:: Provided information

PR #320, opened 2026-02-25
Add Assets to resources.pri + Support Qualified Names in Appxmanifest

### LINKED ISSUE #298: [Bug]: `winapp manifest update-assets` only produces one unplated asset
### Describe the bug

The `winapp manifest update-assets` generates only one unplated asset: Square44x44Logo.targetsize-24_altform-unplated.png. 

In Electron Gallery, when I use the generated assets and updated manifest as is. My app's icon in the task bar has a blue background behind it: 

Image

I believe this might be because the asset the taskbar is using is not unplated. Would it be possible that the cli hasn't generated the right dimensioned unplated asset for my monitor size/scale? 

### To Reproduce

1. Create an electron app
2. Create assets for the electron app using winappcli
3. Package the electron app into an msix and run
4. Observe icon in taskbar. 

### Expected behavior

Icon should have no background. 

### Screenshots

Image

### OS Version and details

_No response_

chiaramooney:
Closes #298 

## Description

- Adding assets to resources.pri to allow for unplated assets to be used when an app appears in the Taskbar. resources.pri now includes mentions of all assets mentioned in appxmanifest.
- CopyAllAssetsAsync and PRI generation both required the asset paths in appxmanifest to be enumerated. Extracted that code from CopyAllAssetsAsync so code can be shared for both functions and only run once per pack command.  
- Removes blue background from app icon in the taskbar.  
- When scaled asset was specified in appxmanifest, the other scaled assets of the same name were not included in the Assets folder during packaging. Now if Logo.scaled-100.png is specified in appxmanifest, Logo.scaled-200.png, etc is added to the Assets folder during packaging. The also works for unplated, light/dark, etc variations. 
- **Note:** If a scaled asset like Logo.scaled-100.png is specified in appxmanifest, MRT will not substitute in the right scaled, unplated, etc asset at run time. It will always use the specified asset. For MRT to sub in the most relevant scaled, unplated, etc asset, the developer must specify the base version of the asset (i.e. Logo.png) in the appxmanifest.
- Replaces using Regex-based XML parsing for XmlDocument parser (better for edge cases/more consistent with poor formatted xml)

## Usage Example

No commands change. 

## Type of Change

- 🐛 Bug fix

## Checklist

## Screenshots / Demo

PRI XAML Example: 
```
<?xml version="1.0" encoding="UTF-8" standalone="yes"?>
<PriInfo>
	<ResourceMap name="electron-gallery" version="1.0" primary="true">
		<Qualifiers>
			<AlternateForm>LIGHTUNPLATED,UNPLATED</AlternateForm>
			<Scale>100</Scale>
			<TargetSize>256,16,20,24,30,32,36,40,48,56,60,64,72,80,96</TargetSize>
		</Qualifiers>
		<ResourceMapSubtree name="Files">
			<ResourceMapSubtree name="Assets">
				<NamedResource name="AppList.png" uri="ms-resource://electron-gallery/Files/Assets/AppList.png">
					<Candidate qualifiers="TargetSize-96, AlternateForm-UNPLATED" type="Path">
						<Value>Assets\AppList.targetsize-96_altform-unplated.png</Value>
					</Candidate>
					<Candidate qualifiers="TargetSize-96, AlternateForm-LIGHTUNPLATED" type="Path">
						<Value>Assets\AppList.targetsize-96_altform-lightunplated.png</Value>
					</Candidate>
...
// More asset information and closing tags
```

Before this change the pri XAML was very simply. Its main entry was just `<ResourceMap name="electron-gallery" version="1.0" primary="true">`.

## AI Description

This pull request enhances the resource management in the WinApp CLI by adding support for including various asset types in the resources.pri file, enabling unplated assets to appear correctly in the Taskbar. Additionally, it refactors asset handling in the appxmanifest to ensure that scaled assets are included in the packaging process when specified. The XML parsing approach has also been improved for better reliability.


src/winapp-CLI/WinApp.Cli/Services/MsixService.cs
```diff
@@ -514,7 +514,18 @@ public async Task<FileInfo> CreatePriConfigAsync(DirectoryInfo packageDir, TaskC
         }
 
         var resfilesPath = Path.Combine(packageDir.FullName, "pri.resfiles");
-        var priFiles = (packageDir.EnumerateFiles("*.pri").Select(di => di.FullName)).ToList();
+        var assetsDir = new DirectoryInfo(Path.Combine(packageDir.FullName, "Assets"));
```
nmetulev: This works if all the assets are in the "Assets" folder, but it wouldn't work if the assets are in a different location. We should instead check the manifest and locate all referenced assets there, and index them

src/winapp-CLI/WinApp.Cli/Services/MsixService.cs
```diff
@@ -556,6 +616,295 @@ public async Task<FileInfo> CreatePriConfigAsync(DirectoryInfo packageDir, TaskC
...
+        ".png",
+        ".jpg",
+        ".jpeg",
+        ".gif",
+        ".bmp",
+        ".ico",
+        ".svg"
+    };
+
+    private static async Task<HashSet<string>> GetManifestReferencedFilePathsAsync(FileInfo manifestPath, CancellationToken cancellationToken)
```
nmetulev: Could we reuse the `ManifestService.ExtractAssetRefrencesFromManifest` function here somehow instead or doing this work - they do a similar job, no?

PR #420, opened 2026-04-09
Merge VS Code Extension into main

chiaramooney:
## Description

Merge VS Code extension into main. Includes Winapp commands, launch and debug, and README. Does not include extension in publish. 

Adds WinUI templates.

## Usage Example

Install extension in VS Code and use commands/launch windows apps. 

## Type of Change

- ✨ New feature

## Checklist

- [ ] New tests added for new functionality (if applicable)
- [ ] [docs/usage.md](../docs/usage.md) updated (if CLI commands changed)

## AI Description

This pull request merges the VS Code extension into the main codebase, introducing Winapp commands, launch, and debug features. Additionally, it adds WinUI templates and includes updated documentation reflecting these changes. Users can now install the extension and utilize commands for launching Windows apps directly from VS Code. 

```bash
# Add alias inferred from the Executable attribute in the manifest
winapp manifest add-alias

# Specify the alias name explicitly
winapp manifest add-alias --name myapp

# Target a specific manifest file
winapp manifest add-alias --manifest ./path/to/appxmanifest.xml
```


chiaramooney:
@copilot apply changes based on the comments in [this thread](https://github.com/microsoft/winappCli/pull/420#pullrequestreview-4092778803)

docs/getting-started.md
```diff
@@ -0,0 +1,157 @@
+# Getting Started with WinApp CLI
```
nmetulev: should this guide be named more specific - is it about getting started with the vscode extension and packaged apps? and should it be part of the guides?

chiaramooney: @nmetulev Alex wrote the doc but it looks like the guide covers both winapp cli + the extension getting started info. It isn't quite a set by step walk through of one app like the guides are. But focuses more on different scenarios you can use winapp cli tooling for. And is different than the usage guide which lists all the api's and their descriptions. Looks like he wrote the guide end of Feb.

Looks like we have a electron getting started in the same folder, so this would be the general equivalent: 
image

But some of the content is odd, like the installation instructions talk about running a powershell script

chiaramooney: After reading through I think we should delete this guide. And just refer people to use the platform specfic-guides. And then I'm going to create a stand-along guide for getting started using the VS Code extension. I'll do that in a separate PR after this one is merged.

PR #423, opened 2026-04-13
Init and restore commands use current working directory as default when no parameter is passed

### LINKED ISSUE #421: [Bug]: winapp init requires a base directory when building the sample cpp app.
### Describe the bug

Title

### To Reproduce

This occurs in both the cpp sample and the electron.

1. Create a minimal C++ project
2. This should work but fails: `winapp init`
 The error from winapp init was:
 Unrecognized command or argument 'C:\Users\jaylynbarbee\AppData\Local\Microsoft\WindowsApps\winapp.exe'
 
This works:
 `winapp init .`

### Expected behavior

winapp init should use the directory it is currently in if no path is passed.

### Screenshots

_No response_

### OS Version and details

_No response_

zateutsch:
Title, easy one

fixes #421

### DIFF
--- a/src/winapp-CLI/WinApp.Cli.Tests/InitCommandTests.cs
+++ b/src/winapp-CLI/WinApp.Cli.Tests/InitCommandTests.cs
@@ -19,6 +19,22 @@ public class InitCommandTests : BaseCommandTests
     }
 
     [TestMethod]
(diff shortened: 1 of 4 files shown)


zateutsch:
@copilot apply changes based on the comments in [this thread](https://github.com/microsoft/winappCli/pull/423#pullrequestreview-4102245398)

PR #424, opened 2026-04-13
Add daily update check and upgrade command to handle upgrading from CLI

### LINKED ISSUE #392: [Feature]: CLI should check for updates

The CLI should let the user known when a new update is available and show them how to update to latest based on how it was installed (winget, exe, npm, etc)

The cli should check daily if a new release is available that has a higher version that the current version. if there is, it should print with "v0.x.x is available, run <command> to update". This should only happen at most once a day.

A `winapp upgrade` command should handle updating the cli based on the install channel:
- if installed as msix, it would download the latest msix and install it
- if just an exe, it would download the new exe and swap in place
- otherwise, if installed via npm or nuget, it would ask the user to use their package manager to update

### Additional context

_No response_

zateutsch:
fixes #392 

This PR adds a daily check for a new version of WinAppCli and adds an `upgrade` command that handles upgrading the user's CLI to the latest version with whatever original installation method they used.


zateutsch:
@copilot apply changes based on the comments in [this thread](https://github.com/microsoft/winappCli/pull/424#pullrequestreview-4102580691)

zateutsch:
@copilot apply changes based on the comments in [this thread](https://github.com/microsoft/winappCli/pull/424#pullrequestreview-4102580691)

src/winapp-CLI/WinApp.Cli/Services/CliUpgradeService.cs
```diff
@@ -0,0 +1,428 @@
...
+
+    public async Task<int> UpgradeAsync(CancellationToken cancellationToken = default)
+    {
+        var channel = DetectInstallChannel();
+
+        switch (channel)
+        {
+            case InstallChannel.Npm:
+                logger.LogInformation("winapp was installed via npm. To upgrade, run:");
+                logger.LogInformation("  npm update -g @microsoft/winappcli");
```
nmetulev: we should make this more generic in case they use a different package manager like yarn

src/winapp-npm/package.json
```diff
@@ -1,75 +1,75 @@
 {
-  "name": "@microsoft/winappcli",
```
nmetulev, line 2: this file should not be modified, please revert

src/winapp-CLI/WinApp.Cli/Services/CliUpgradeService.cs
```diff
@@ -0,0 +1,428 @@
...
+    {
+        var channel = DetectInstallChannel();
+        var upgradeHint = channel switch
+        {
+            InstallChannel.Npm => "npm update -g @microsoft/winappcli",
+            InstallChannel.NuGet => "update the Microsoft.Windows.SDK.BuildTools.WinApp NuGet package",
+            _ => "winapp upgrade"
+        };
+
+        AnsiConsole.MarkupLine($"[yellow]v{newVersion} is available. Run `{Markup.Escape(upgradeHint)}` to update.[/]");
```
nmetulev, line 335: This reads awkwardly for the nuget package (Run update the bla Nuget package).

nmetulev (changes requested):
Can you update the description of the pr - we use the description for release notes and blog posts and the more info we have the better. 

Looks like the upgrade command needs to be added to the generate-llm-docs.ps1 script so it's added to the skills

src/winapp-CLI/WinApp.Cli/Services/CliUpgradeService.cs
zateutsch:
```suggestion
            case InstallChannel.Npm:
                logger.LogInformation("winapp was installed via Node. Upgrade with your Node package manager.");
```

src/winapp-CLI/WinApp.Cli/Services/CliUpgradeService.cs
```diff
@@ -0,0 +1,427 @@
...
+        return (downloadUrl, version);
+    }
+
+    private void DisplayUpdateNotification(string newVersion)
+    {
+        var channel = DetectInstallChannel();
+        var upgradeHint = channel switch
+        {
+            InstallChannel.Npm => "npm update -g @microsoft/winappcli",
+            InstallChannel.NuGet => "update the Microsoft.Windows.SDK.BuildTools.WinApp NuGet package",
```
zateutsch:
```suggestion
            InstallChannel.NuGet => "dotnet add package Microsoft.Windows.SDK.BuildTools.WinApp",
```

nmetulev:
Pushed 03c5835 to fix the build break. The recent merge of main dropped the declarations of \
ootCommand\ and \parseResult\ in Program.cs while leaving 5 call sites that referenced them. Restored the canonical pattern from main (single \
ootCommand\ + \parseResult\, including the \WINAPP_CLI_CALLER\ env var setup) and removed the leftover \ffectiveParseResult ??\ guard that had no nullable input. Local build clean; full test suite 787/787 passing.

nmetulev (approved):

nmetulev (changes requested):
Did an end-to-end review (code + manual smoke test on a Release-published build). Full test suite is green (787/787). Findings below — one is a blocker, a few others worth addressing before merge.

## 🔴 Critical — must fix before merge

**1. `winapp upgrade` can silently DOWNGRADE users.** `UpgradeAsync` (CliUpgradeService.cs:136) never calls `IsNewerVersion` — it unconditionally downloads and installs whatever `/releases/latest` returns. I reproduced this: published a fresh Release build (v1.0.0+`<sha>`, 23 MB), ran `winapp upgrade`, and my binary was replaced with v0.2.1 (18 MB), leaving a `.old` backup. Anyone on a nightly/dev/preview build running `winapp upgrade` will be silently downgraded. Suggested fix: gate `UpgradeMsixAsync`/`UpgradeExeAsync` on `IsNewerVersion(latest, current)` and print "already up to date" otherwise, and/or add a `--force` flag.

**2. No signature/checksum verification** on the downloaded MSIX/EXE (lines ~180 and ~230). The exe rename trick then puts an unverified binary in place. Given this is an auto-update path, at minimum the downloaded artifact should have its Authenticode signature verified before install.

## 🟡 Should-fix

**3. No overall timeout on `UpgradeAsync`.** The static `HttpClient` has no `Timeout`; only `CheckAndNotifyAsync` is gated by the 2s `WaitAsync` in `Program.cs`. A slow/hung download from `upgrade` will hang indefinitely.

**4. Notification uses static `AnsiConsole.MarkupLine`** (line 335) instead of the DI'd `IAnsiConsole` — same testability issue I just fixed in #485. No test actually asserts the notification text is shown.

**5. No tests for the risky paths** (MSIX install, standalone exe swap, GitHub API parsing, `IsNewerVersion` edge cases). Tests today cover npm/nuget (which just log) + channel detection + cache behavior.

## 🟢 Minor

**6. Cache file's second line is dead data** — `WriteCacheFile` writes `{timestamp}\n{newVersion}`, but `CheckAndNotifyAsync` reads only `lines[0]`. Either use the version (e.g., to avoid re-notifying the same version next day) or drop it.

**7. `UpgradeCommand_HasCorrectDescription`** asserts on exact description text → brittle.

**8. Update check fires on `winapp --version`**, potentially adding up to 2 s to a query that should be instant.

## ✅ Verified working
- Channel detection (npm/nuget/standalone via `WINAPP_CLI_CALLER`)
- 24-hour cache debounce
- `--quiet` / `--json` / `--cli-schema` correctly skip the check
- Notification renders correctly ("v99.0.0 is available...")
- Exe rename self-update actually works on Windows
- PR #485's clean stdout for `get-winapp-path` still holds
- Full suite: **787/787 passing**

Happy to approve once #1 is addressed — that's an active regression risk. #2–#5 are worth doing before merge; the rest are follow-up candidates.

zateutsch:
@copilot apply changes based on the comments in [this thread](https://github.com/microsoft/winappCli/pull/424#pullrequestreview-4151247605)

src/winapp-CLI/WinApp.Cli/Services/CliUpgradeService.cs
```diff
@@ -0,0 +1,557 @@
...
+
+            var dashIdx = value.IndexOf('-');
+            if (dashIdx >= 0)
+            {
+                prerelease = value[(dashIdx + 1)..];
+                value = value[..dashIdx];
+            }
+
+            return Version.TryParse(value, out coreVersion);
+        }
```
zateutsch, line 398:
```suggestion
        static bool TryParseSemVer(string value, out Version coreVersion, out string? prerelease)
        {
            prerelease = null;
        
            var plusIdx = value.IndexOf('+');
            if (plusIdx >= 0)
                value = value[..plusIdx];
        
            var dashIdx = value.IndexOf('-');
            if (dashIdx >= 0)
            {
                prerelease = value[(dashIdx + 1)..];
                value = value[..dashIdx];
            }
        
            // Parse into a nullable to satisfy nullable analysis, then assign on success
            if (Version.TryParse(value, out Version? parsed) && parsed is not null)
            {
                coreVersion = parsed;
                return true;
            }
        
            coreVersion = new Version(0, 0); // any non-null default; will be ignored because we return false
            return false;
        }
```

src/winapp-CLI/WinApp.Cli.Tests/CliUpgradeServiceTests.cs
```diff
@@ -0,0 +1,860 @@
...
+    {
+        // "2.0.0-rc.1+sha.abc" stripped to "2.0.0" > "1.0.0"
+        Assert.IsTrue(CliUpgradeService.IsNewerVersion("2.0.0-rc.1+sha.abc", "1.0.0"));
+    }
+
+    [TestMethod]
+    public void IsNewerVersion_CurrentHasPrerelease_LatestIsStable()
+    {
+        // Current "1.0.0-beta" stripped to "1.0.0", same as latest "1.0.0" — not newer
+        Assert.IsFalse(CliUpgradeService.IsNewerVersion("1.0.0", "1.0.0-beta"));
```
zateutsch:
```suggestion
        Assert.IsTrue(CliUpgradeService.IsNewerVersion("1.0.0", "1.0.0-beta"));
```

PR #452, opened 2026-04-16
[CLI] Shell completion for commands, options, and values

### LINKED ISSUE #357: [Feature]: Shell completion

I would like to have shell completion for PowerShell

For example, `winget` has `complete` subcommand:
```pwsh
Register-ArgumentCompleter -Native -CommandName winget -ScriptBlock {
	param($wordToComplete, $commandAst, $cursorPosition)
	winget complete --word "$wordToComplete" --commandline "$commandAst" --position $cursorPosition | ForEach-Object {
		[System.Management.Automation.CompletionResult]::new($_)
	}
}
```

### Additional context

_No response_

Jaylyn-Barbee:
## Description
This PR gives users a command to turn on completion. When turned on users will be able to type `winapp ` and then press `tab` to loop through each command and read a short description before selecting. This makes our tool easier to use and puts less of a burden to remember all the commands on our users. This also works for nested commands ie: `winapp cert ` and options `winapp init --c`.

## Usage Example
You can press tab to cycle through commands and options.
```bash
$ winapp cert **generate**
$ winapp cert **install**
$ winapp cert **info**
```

::::

§ **Try it**
Provide every line from the material that contains the word "clean".

§ **Problem solution**
ootCommand\ + \parseResult\, including the \WINAPP_CLI_CALLER\ env var setup) and removed the leftover \ffectiveParseResult ??\ guard that had no nullable input. Local build clean; full test suite 787/787 passing.
- PR #485's clean stdout for `get-winapp-path` still holds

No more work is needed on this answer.